__Data excerpts__:
____________________
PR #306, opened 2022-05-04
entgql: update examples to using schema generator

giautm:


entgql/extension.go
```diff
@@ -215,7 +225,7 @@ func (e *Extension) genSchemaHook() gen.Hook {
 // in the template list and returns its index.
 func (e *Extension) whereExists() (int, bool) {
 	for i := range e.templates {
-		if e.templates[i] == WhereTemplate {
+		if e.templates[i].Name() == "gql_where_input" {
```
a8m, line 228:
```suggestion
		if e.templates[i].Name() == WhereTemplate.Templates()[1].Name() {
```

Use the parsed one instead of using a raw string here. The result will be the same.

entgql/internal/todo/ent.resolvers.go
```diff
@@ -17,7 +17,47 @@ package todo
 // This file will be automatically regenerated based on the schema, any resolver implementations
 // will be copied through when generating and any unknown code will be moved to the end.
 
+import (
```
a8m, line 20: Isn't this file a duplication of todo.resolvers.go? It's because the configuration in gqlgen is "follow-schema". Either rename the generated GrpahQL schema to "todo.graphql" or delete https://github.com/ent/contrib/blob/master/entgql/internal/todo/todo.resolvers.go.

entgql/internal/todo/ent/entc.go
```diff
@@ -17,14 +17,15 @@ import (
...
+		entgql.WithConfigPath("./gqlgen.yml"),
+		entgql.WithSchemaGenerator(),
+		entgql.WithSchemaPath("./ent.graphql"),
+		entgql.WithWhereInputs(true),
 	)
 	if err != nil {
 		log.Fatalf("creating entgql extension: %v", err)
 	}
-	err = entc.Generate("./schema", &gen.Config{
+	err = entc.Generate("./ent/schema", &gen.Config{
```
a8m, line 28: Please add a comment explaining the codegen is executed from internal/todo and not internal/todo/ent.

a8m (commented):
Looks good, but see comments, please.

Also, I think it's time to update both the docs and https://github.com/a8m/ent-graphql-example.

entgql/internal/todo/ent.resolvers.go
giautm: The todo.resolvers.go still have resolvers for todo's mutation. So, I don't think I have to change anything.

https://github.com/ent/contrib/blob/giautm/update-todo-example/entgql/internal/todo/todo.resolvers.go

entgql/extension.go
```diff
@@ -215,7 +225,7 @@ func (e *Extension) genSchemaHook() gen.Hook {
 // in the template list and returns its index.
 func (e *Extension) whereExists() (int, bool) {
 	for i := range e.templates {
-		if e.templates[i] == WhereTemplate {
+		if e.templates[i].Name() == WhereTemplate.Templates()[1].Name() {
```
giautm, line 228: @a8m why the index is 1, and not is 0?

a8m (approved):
____________________
__Exercise details__:
All of the entries must be printed again exactly as given.

__Solution__:
PR #306, opened 2022-05-04
entgql: update examples to using schema generator

giautm:


entgql/extension.go
```diff
@@ -215,7 +225,7 @@ func (e *Extension) genSchemaHook() gen.Hook {
 // in the template list and returns its index.
 func (e *Extension) whereExists() (int, bool) {
 	for i := range e.templates {
-		if e.templates[i] == WhereTemplate {
+		if e.templates[i].Name() == "gql_where_input" {
```
a8m, line 228:
```suggestion
		if e.templates[i].Name() == WhereTemplate.Templates()[1].Name() {
```

Use the parsed one instead of using a raw string here. The result will be the same.

entgql/internal/todo/ent.resolvers.go
```diff
@@ -17,7 +17,47 @@ package todo
 // This file will be automatically regenerated based on the schema, any resolver implementations
 // will be copied through when generating and any unknown code will be moved to the end.
 
+import (
```
a8m, line 20: Isn't this file a duplication of todo.resolvers.go? It's because the configuration in gqlgen is "follow-schema". Either rename the generated GrpahQL schema to "todo.graphql" or delete https://github.com/ent/contrib/blob/master/entgql/internal/todo/todo.resolvers.go.

entgql/internal/todo/ent/entc.go
```diff
@@ -17,14 +17,15 @@ import (
...
+		entgql.WithConfigPath("./gqlgen.yml"),
+		entgql.WithSchemaGenerator(),
+		entgql.WithSchemaPath("./ent.graphql"),
+		entgql.WithWhereInputs(true),
 	)
 	if err != nil {
 		log.Fatalf("creating entgql extension: %v", err)
 	}
-	err = entc.Generate("./schema", &gen.Config{
+	err = entc.Generate("./ent/schema", &gen.Config{
```
a8m, line 28: Please add a comment explaining the codegen is executed from internal/todo and not internal/todo/ent.

a8m (commented):
Looks good, but see comments, please.

Also, I think it's time to update both the docs and https://github.com/a8m/ent-graphql-example.

entgql/internal/todo/ent.resolvers.go
giautm: The todo.resolvers.go still have resolvers for todo's mutation. So, I don't think I have to change anything.

https://github.com/ent/contrib/blob/giautm/update-todo-example/entgql/internal/todo/todo.resolvers.go

entgql/extension.go
```diff
@@ -215,7 +225,7 @@ func (e *Extension) genSchemaHook() gen.Hook {
 // in the template list and returns its index.
 func (e *Extension) whereExists() (int, bool) {
 	for i := range e.templates {
-		if e.templates[i] == WhereTemplate {
+		if e.templates[i].Name() == WhereTemplate.Templates()[1].Name() {
```
giautm, line 228: @a8m why the index is 1, and not is 0?

a8m (approved):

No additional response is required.